The street, the fate of many asylum seekers in Brussels
By Bruno Fortea Miras
Brussels, Mar 3 (EFE).- Huddled in tents, with barely enough clothes to stay warm, dozens of migrants have been sleeping rough for weeks in Brussels outside the largest migrant reception center in Belgium.
Most are young men, mainly from Afghanistan, but there are others from Burundi, Eritrea and Palestine who arrived in Belgium to find an overwhelmed public system that cannot guarantee them a roof over their heads due to the lack of available spots in shelters.
The Federal Agency for the Reception of Asylum Seekers (Fedasil), which is in charge of taking in refugees in Belgium, warned late last year that its network of centers was saturated, admitting that it has been common to see asylum seekers sleeping in the streets for over a year.
That is the case for Assad, a 21-year-old Afghan man who has been living on the street for nine months, he tells Efe.
“Why don’t they give us passports?” asks the young man, who says that he worked as a driver back home.
Another man, also an Afghan, tells Efe from his tent that he has been homeless in Belgium for half a year. He says that the Red Cross is one of the few organizations that has given them food while they have been living on the street.

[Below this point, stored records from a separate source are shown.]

PR #11, opened 2018-08-09
OPENEUROPA-758: Use single entry point object instead of requiring service file

imanoleguskiza:
### Description

Replace old pcas services with single factory usage

### Change log

- Changed: Replace old pcas services with single factory usage


oe_auth.services.yml
```diff
@@ -1,7 +1,9 @@
+parameters:
+  pcas.base_url: ~
```
ademarco: We should prefix parameters and service names with the module's name, something like:
```
parameters:
  oe_auth.pcas.base_url: ~
```

oe_auth.services.yml
```diff
@@ -1,7 +1,9 @@
...
 services:
```
ademarco: Same comment as below for all services exposed by the module.

services.yml.dist
```diff
@@ -1,49 +1,2 @@
...
-
-  pcas.userfactory:
-    class: OpenEuropa\pcas\Security\Core\User\PCasUserFactory
-
-  pcas.serializerfactory:
-    class: OpenEuropa\pcas\Utils\PCasSerializerFactory
-
-  pcas.httpclientfactory:
-    class: OpenEuropa\pcas\Http\HttpClientFactory
+  pcas.base_url: ${authentication.server.base_url}
```
ademarco: Rename this too as per comments above.

PR #15, opened 2018-08-22
OPENEUROPA-1146: Move pcas settings into drupal configuration

imanoleguskiza:
### Description

After the work done in OPENEUROPA-758 the CAS service base URL is provided as a Drupal service parameter. This means that, in order for developers to use the module, they will need to override such service parameter in a custom service.yml file and have that loaded by the $container_yamls array in Drupal's settings.php.

The scope of this ticket is to change that and store the CAS service base URL as Drupal configuration instead.

### Change log

- Added:
- Changed: Moved pcas settings into drupal configuration
- Deprecated:
- Removed:
- Fixed:
- Security:

### Commands

```sh
[Insert commands here]

```


config/install/oe_authentication.settings.yml
```diff
@@ -0,0 +1 @@
+base_url: http://authentication:8001
```
upchuk: Let's also change the readme to say `authentication` instead of `oeauth-server` for the `etc/hosts` file.

Also, please add to the README that sites can override this base url in their settings.php file.

src/Authentication/Provider/OeAuthentication.php
```diff
@@ -17,23 +17,23 @@ class OeAuthentication implements AuthenticationProviderInterface {
...
-   * @var Drupal\oe_authentication\UserProvider
+   * @var \Drupal\oe_authentication\UserProvider
    */
   protected $userProvider;
 
   /**
    * OeAuthentication constructor.
    *
-   * @param OpenEuropa\pcas\PCasFactory $pCasFactory
+   * @param \OpenEuropa\pcas\PCasFactory $pCasFactory
```
upchuk: This is the `Drupal\oe_authentication\PCasFactory` not the original one.

PR #17, opened 2018-08-23
OPENEUROPA-164: Authentication: fix login error on ECAS redirect

upchuk:
### Description

The problem here is that the CAS response from ECAS does not contain the user email in the assumed `cas:email` key of the XML. The `demo-server` of the PCas library does. 

This PR fixes the error by looking for the user based on the user name found in the `cas:user` key which is part of a standard [CAS response](https://apereo.github.io/cas/5.1.x/protocol/CAS-Protocol-Specification.html#252-response) for ticket validation.

In a follow up we need to ensure that retrieving the email is done for both ECAS and the demo-server.

### Change log

- Added:
- Changed:
- Deprecated:
- Removed:
- Fixed:
- Security:

### Commands

```sh
[Insert commands here]

```

### DIFF
--- a/src/UserProvider.php
+++ b/src/UserProvider.php
@@ -82,11 +82,12 @@ class UserProvider {
    * @throws \Exception
    */
   protected function doLoadAccount(PCasUserInterface $pCasUser) {
-    $mail = $pCasUser->get('cas:email');
-    if (empty($mail)) {
-      throw new \Exception('Email address not provided by OE Authentication.');
+    $username = $pCasUser->get('cas:user');
+    if (!$username) {
+      throw new \Exception('No username found on the PCas user.');
     }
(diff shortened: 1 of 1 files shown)


src/UserProvider.php
```diff
@@ -82,11 +82,12 @@ protected function attachRoles(UserInterface $account, PCasUserInterface $pCasUs
    * @throws \Exception
    */
   protected function doLoadAccount(PCasUserInterface $pCasUser) {
-    $mail = $pCasUser->get('cas:email');
-    if (empty($mail)) {
-      throw new \Exception('Email address not provided by OE Authentication.');
+    $username = $pCasUser->get('cas:user');
+    if (!$username) {
```
drupol: `if (null === $username)`

drupol:
I would squash this PR, there is no added value to have 2 commits here.

PR #18, opened 2018-08-23
OPENEUROPA-1177: Consolidate oe_authentication

imanoleguskiza:
### Description

Consolidate the oe_authentication Drupal module and its integration with ECAS.

UPDATE: As agreed, we will merge what we had and continue on two other tracks while what we have so far stays in 0.x:

* 1.x - Using the Drupal CAS module
* 2.x - Abstracting the authentication layer to use other authentication systems as well.

### Change log

- Added:
- Changed:
- Deprecated:
- Removed:
- Fixed:
- Security:

### Commands

```sh
[Insert commands here]

```

### DIFF
--- a/oe_authentication.module
+++ b/oe_authentication.module
@@ -2,7 +2,7 @@
 
 /**
  * @file
- * OpenEuropa Webtools Laco Widget module.
+ * OpenEuropa Authentication module.
  */
 
 declare(strict_types = 1);
--- a/oe_authentication.module
+++ b/oe_authentication.module
@@ -13,8 +13,8 @@ use Drupal\Core\Form\FormStateInterface;
  * Implements hook_form_alter().
  */
 function oe_authentication_form_user_form_alter(&$form, FormStateInterface $form_state, $form_id) {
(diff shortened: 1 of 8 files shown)


oe_authentication.module
```diff
@@ -0,0 +1,20 @@
+<?php
+
+/**
+ * @file
+ * OpenEuropa Webtools Laco Widget module.
```
upchuk: This is not right :)

tests/Kernel/PCasFactoryTest.php
```diff
@@ -0,0 +1,75 @@
...
+      'allowed_parameters' => ['service', 'renew', 'gateway'],
+    ];
+    $this->assertEquals($login_protocol, $properties['protocol']['login']);
+  }
+
+  /**
+   * Test custom configuration options for the PCasFactory class.
+   */
+  public function testCustomConfiguration(): void {
+    $this->config("oe_authentication.settings")
```
upchuk: Single quotes here please.

PR #20, opened 2018-09-05
OPENEUROPA-784: Make sure component dependencies are as relaxed as possible.

aritomelo:
Components dependencies:

  - Update some version to use tilde, so it uses the minimal minor version and also for a consistency use decimal number as the version.

  - Update some packages to use minimal minor version.

  - Added composer boundary to test lowest and highest.

 - Added packagist badge.

### DIFF
--- a/.drone.yml
+++ b/.drone.yml
@@ -15,13 +15,30 @@ services:
     image: openeuropa/pcas-server:latest
 
 pipeline:
-  composer-install:
+  composer-install-lowest:
     group: prepare
     image: fpfis/httpd-php-dev:7.1
     volumes:
       - /cache:/cache
     commands:
-      - composer install
+    # @todo remove "composer install" step once the following issue is fixed.
+    # @link https://webgate.ec.europa.eu/CITnet/jira/browse/OPENEUROPA-1234
+    - composer install --ansi --no-suggest --no-progress
+    - composer update --prefer-lowest --prefer-stable --ansi --no-suggest --no-progress
+    when:
+      matrix:
+        COMPOSER_BOUNDARY: lowest
+
+  composer-install-highest:
+    group: prepare
+    image: fpfis/httpd-php-dev:7.1
+    volumes:
+    - /cache:/cache
+    commands:
+    - composer install --ansi --no-suggest --no-progress
+    when:
+      matrix:
+        COMPOSER_BOUNDARY: highest
 
   site-install:
     image: fpfis/httpd-php-dev:7.1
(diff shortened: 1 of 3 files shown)


composer.json
```diff
@@ -9,17 +9,17 @@
         "drupal/core": "~8.6@alpha",
```
pfrenssen: I would set this to `~8.6` so that it is consistent with the one used for `openeuropa/drupal-core-require-dev`.

.drone.yml
```diff
@@ -15,13 +15,31 @@ services:
...
+  composer-install-lowest:
     group: prepare
     image: fpfis/httpd-php-dev:7.1
     volumes:
       - /cache:/cache
     commands:
-      - composer install
+    # @todo remove "composer install" step once the following issue is fixed.
+    # @link https://webgate.ec.europa.eu/CITnet/jira/browse/OPENEUROPA-1234
+    # @note COMPOSER_ROOT_VERSION , see https://getcomposer.org/doc/articles/troubleshooting.md#package-not-found-on-travis-ci-org
```
voidtek: Why we need this?

composer.json
```diff
@@ -8,20 +8,22 @@
     "require": {
         "php": "^7.1",
         "drupal/cas": "^1.0",
-        "drupal/core": "~8.6@alpha"
+        "drupal/core": "~8.6"
     },
     "require-dev": {
-        "composer/installers": "^1.2",
-        "cweagans/composer-patches": "~1.0",
```
voidtek: We need to keep this dependency.

composer.json
```diff
@@ -8,20 +8,22 @@
...
-        "drupal-composer/drupal-scaffold": "^2.2",
+        "composer/installers": "~1.5",
+        "consolidation/robo": "~1.2.2",
```
voidtek: This dependency is already included in `openeuropa/task-runner`

composer.json
```diff
@@ -8,20 +8,22 @@
...
+        "drupal-composer/drupal-scaffold": "~2.2",
+        "drupal/coder": "~8.2.12",
```
voidtek: This dependency is already included in `openeuropa/drupal-core-require-dev`

composer.json
```diff
@@ -8,20 +8,22 @@
...
-        "nikic/php-parser": "~3",
-        "openeuropa/code-review": "~0.2",
-        "openeuropa/drupal-core-require-dev": "~8.6",
-        "openeuropa/task-runner": "~0.7"
+        "drush/drush": "~9.4",
+        "nikic/php-parser": "~3.0",
+        "openeuropa/code-review": "^1.0.0-alpha4",
+        "openeuropa/drupal-core-require-dev": "^8.6",
+        "openeuropa/task-runner": "~1.0",
+        "php-http/guzzle6-adapter": "~1.0"
```
voidtek: Why we need this dependency?

PR #25, opened 2018-09-27
OPENEUROPA-1206: Removed custom service in favor of new event.

imanoleguskiza:
## OPENEUROPA-1206

In OPENEUROPA-1192, we had to override the CasValidator service in order to apply some EU Login specific data to the validation URL. However, this is not ideal and it would suit other uses cases to make this process alterable in the contributed module.

The scope of this ticket is to create a patch for CAS that improves the getServerValidateUrl() method of the CasValidator (configurable path + dispatches an event to allow modules to alter the params).

### Change log

- Added: New cas PreValidate event subscriber
- Changed:
- Deprecated:
- Removed: Custom EuLoginValidator service
- Fixed:
- Security:


composer.json
```diff
@@ -58,7 +58,7 @@
             "drupal/cas": {
                 "Add support for http CAS servers": "https://www.drupal.org/files/issues/2018-09-03/2996924-4.patch",
                 "Provide custom mail handlers": "https://www.drupal.org/files/issues/2018-09-04/2996955-2.patch",
-                "Provide after validation event": "https://www.drupal.org/files/issues/2018-09-05/2997099-4.patch"
+                "Provide pre validation event": "https://www.drupal.org/files/issues/2018-09-28/3001882-11.patch"
```
upchuk: @imanoleguskiza The patch was merged, so we can remove it from here. 
Same goes for https://www.drupal.org/project/cas/issues/2996924

I think we can use the dev version of CAS, at least until we tag the first 1.0 release. 

@ademarco what do you think? Maybe we can ask him to make a release in the meantime? Last was Feb.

Doctors Without Borders (MSF) is another charity that has tried to improve the conditions of the nearly 200 migrants, according to the NGO’s calculations, who are camped next to the Brussels canal, in front of the main reception center for refugees in Belgium, the so-called Petit Chateau (‘Little Castle’).
“The situation is very undignified for a city like Brussels, in northern Europe. Until two weeks ago, people had no access to water or anywhere to go to the toilet, so they relieved themselves in the street or in the canal,” MSF’s policy manager in Belgium, David Vogel, tells Efe.
The NGO has installed huts with toilets and provides drinking water to migrants through a hydrant, solutions that Vogel says are normally used in less developed parts of the world rather than the heart of prosperous Europe.
The organization also provides medical and psychological care to the asylum seekers in the camp, who during the day can go to a center co-managed by MSF where there are showers, activities, clothing and food.
In terms of their health, Vogel says they have detected cases of scabies in 80% of the migrants in the camp who have been treated by MSF staff, although there are also patients with tuberculosis or other serious diseases, such as HIV or cancer, who had not received any treatment.
Some Belgian citizens also come to the area to help the migrants, like Sophie, who lives two streets away. She has already come several times to give them food, mattresses and, above all, slippers, as some of them have only flip-flops to wear.
“I went to the supermarket with these people and asked them if they wanted anything. I talked to them a little bit, and they told me they needed slippers, slippers and more slippers. I asked my friends if they could lend me some, and now I give as many slippers as I can,” Sophie tells Efe.
Earplugs are another item that the asylum seekers have asked Sophie for, as they are camped next to one of Brussels’ busiest roads.
For Arianne, a resident of the central district of Molenbeek, the situation is “unacceptable.”
“It is a difficult situation (…) I have not hesitated at any time to lend them a hand. They are in a very precarious state,” Arianne tells Efe.